Michael Zwiebach on December 11, 2018
Bard Music West's Allegra Chapman

A couple of years ago, when Allegra Chapman and Laura Gaynon launched Bard Music West, the modernist-centered offspring of the famous Bard Music Festival, there was little fanfare, but we new-music nerds at SFCV rejoiced and took notice. Chapman and Gaynon wore most of the hats at that festival, and followed their exploration of Gyorgy Ligeti with another festival, last April, dedicated to Henry Cowell.

Well, the still-tiny festival has enough wind in its sails to increase its offerings in 2019. We’re still excited and tip our hats to the young entrepreneurs who were crazy enough to launch this scheme, which may, sometime in the future, realize enough money to let Chapman and Gaynon split a cup of coffee at a diner on the I-5. They are succeeding against the odds and enriching the area with an ambitious new arts event.

Danny Clay

The 2019 calendar pushes the signature festival back to October and fills the spring season with a new series, “Bard Music West Plays,” headlined by “emerging” composers. The inaugural series, “Games and Revolutions,” March 29–30, features the music of Danny Clay and Gabriella Smith. Clay is known to use toy instruments as well as found objects, musical games, and interesting noises in his music. He’s collaborated with Kronos Quartet, Sarah Cahill, and Third Coast Percussion among many others. To get a feel for his music check out Playbook, which TCP posted to YouTube after its premiere.

Gabriella Smith

Sharing the bill is Smith, a Bay Area native, whose Tumblebird Contrails will be performed by the Los Angeles Philharmonic under John Adams this January. She’s finishing her Ph.D. at Princeton but already has bushels of high-profile premieres, including at the 2014 Cabrillo Festival, under her belt. She likes the pitch bending and overtones of folk and roots music, which dovetails with her interest in ecology and natural sounds. There are also plenty of post-minimalist and rock-influenced grooves animating her music. She has such a command of structure that there are no long Gabriella Smith — everything takes about the amount of time that feels right. Carrot Revolution will show up on the Games and Revolutions concert, and it’s a real joy.

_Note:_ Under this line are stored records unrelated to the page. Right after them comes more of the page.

PR #354, opened 2021-07-29
Add explicit disable flags where appropriate

ghisvail:
Following the [issue](#351) with the modulate flag, add explicit disable flags to other boolean inputs where it makes sense.

One-way flags like overwrite_x or force_y are left as is, since it's obvious they are modifiers for the normal execution.


ghisvail:
@omar-rifai would be nice to get your input on this, i.e. whether we want to apply what we did for `modulate` to other pipeline flags or not.

clinica/pipelines/cli_param/option.py
```diff
@@ -24,8 +24,10 @@
 
 dont_save_warped_unmodulated = option(
     "-dswu",
-    "--dont_save_warped_unmodulated",
-    is_flag=True,
+    "--dont_save_warped_unmodulated/--save_warped_unmodulated",
+    "dont_save_warped_unmodulated",
+    default=False,
```
omar-rifai, line 29: does `default=False` here means: `save_warped_unmodulated`?  Regardless, I think that for consistency we ought to have the non-negated action first (i.e save_warped_unmodulated/dont_save_warped_unmodulated). What do you think?

ghisvail: > does default=False here means: save_warped_unmodulated?

Yes

> I think that for consistency we ought to have the non-negated action first. What do you think?

What matters is the logic of the target variable. Here the code expects a boolean with the behaviour of `dont_save_warped_unmodulated`, not its complement. If we swap the values as you propose (so essentially turning `dont_save_warped_unmodulated` into `save_warped_unmodulated`), then we'd also need to complement the actual value everywhere this boolean is used in code.

In the end, it's nitpicking and I don't particularly care either or tbh. Your call.

omar-rifai: All right, fair point. I guess we can leave it as is for now.

omar-rifai: Actually, on second thought and after seeing in the code that we end up doing `"save_warped_unmodulated": not dont_save_warped_unmodulated` maybe it is better to have be consistent with the non-negated part first. 
What do you think @mdiazmel  ?

ghisvail: Assuming it's the only location where this boolean is used, then we'd be better off avoiding the double negation indeed.

mdiazmel: > Actually, on second thought and after seeing in the code that we end up doing "save_warped_unmodulated": not dont_save_warped_unmodulated maybe it is better to have be consistent with the non-negated part first.
What do you think @mdiazmel ?

I think that the best option is to keep the original behavior everywhere is possible.

mdiazmel (approved):
LGTM!

ghisvail:
Closing as discussed earlier in the group meeting

PR #526, opened 2020-07-24
config.public.json: Rename the GNOME label

jtojnar:
GNOME might switch to different versioning scheme soon so gnome3 might not make sense.

cc @cole-h @worldofpeace

### DIFF
--- a/config.public.json
+++ b/config.public.json
@@ -137,7 +137,7 @@
         "6.topic: fetch": [
             "pkgs/build-support/fetch"
         ],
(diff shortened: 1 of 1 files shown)


jtojnar:
We probably need to synchronize the ofborg deploy with the renaming of the label in the nixpkgs repo to avoid splitting the tag.

cole-h (approved):
https://logs.nix.samueldr.com/nixos-dev/2020-07-24#3774790 (related IRC conversation, if you can call it that)

PR #527, opened 2020-08-05
ofborg: post a finished check if evaluation starts

Mic92:
We need this for better integration into github.

### DIFF
--- a/ofborg/src/tasks/evaluate.rs
+++ b/ofborg/src/tasks/evaluate.rs
@@ -32,6 +32,23 @@ pub struct EvaluationWorker<E> {
     tag_paths: HashMap<String, Vec<String>>,
 }
 
+/// Creates a finished github check, indicating that the ofborg eval started.
+/// This is a workaround github REST api, that only exposes finished external checks.
+/// We use the check status in our "Waiting for github action"
+fn post_eval_started_status(
+    api: hubcaps::statuses::Statuses,
+    commit: String,
+) -> Result<(), EvalWorkerError> {
+    Ok(CommitStatus::new(
+        api,
+        commit,
+        "ofborg-eval-started".to_owned(),
+        "Evaluation started".to_owned(),
+        None,
+    )
+    .set(hubcaps::statuses::State::Success)?)
+}
+
 impl<E: stats::SysEvents> EvaluationWorker<E> {
     #[allow(clippy::too_many_arguments)]
     pub fn new(
@@ -314,6 +331,8 @@ impl<'a, E: stats::SysEvents + 'static> OneEval<'a, E> {
         );
 
         overall_status.set_with_description("Starting", hubcaps::statuses::State::Pending)?;
+
+        post_eval_started_status(repo.statuses(), job.pr.head_sha.clone())?;
 
         evaluation_strategy.pre_clone()?;
 


Mic92:
I assume I need to fix some tests since this adds a new check.

cole-h:
This wouldn't give a PR the "all clear" (green check) because `overall_status` would still be pending, correct?

Mic92:
> This wouldn't give a PR the "all clear" (green check) because `overall_status` would still be pending, correct?

Exactly it's posted right after the initial pending status.

cole-h (approved):
Should be fine, but I'd like to hear what @grahamc has to say (if anything).

zowoq:
Didn't Graham say he'd be AFK for a while this month? Hasn't been active on github or irc for a week.

Mic92:
cc @LnL7

zowoq:
https://github.com/NixOS/nixpkgs/commit/5ca7be38885382f0ea6d865544674c7b8ef705a2

I've bumped the timeout from 30min to 45min as we're still getting builds going red.

Update: I've just reset a bunch of PRs that timed out at 45mins.

cole-h:
Just a quick note: I'm in favor of merging this, but I just tried to redeploy to get our 3rd evaluator back, which failed.

Even if I did merge this, nothing would change until Graham has time to look into the deployment problem, so I'll just wait for him to be available again and 1) have him look at that; and 2) comment on this PR (if necessary).

zowoq:
https://github.com/NixOS/nixpkgs/pull/95126

Lets disable the actions until this is resolved so we don't have pages of red PRs.

zowoq:
What do we think about using actions to manually set a pending status without a timeout that is then cleared as part of this step?

There would be two actions statuses, one for the pending job and another from the job that sets it.

Mic92:
> What do we think about using actions to manually set a pending status without a timeout that is then cleared as part of this step?
> 
> There would be two actions statuses, one for the pending job and another from the job that sets it.

That would work too and is probably the better solution.

Mic92:
> > What do we think about using actions to manually set a pending status without a timeout that is then cleared as part of this step?
> > There would be two actions statuses, one for the pending job and another from the job that sets it.
> 
> That would work too and is probably the better solution.

I am not quite sure if it is possible so because the github token in github actions comes from the user that opens the pull request.

zowoq:
> https://docs.github.com/en/actions/reference/events-that-trigger-workflows#pull_request_target
>
> This event is similar to `pull_request`, except that it runs in the context of the base repository of the pull request, rather than in the merge commit. This means that you can more safely make your secrets available to the workflows triggered by the pull request, because only workflows defined in the commit on the base repository are run.

Hopefully this would allow us to use a token in PRs?

Mic92:
> > [docs.github.com/en/actions/reference/events-that-trigger-workflows#pull_request_target](https://docs.github.com/en/actions/reference/events-that-trigger-workflows#pull_request_target)
> > This event is similar to `pull_request`, except that it runs in the context of the base repository of the pull request, rather than in the merge commit. This means that you can more safely make your secrets available to the workflows triggered by the pull request, because only workflows defined in the commit on the base repository are run.
> 
> Hopefully this would allow us to use a token in PRs?

Yes. This sounds great. We could also use this for cachix. We could even implement this without using ofborg:

1. Having a workflow that just creates a `Waiting for ofborg task` 
2. Use a second action that mark the first as complete if the ofborg suite is complete https://docs.github.com/en/actions/reference/events-that-trigger-workflows#check_suite

Mic92:
I will update this PR to mark the `Wait for ofborg` as non-pending once this project is maintained again.

worldofpeace:
ping @grahamc

zowoq:
@grahamc If we're going to start running more actions in PRs it would be nice to get this resolved.

zowoq:
Ping @cole-h @grahamc 

cc @SuperSandro2000

SuperSandro2000:
Why did you ping me?

zowoq:
Sorry, meant to link to IRC. This PR would address your comment about `wait for ofborg`: https://logs.nix.samueldr.com/nixos-borg/2021-01-27#4546552

ofborg/src/tasks/evaluate.rs
```diff
@@ -32,6 +32,23 @@ pub struct EvaluationWorker<E> {
     tag_paths: HashMap<String, Vec<String>>,
 }
 
+/// Creates a finished github check, indicating that the ofborg eval started.
+/// This is a workaround github REST api, that only exposes finished external checks.
+/// We use this check to in our "Waiting for github action"
```
andir: What is this line supposed to mean? It seems like the comment wasn't really finished?

Mic92: fixed.

andir (approved):
It is a bit unfortunate that we need this bit of code at all. Thanks to GitHubs limited external CI API. That being said this looks simple enough and solves a real-world pain that several people have noticed and disliked (myself included).

Until we have a way to signal that we started doing our job this seems like the best solution.

worldofpeace (approved):
If yall don't merge this :rofl:

ofborg/src/tasks/evaluate.rs
```diff
@@ -32,6 +32,23 @@ pub struct EvaluationWorker<E> {
...
+/// This is a workaround github REST api, that only exposes finished external checks.
+/// We use the check status in our "Waiting for github action"
+fn post_eval_started_status(
+    api: hubcaps::statuses::Statuses,
+    commit: String,
+) -> Result<(), EvalWorkerError> {
+    Ok(CommitStatus::new(
+        api,
+        commit,
+        "ofborg-eval-started".to_owned(),
```
cole-h, line 45: Graham has expressed the desire to remove the `grahamc` prefix from all the `ofborg` checks (https://twitter.com/grhmc/status/1353171107550027776 as a recent example), so I decided to do that for this new one here.

cole-h (approved):
Diff LGTM, thanks.

cole-h:
Note that I haven't deployed this change yet. In order to streamline this: which PR, if any, needs to be merged after the deploy succeeds?

zowoq:
> which PR, if any, needs to be merged after the deploy succeeds?

https://github.com/NixOS/nixpkgs/pull/96707

cole-h:
Done.

PR #528, opened 2020-09-06
users: add @tomberek

tomberek:
A recent set of failures require a set of re-evaluation. I'd go ahead and run them, but it seems being in the trusted list is required.

Been a part of the community since at least 2013 (https://github.com/NixOS/nixpkgs/commit/53f05a812f14b0273a24c0aae2b3db357d33cc40).


cole-h:

Cole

Polish composer and violinist Grażyna Bacewicz

The 2019 Festival, Oct. 18–19 at Noe Valley Ministry, will be “The World of Grazyna Bacewicz.” Bacewicz (1909–1969), a virtuoso violinist and pianist and composer, wrote music before women were even minimally supported in the profession and is therefore, unlike Ligeti and Cowell, overdue for a reappraisal.

“Witold Lutoslawski called Bacewicz ‘one of the foremost women composers of all time,’ but we believe that she was one of the great composers of the twentieth century, period,” Chapman writes in the press release. “Our festival will be a rare opportunity to be immersed in her music which ranges from pure virtuosic fun to terribly moving statements on humanity. We also look forward to exploring her contemporaries from around World War II and its aftermath, many of whom are overlooked in their own right.”

It remains to be seen if they can execute this bold season, but the goals are laudable.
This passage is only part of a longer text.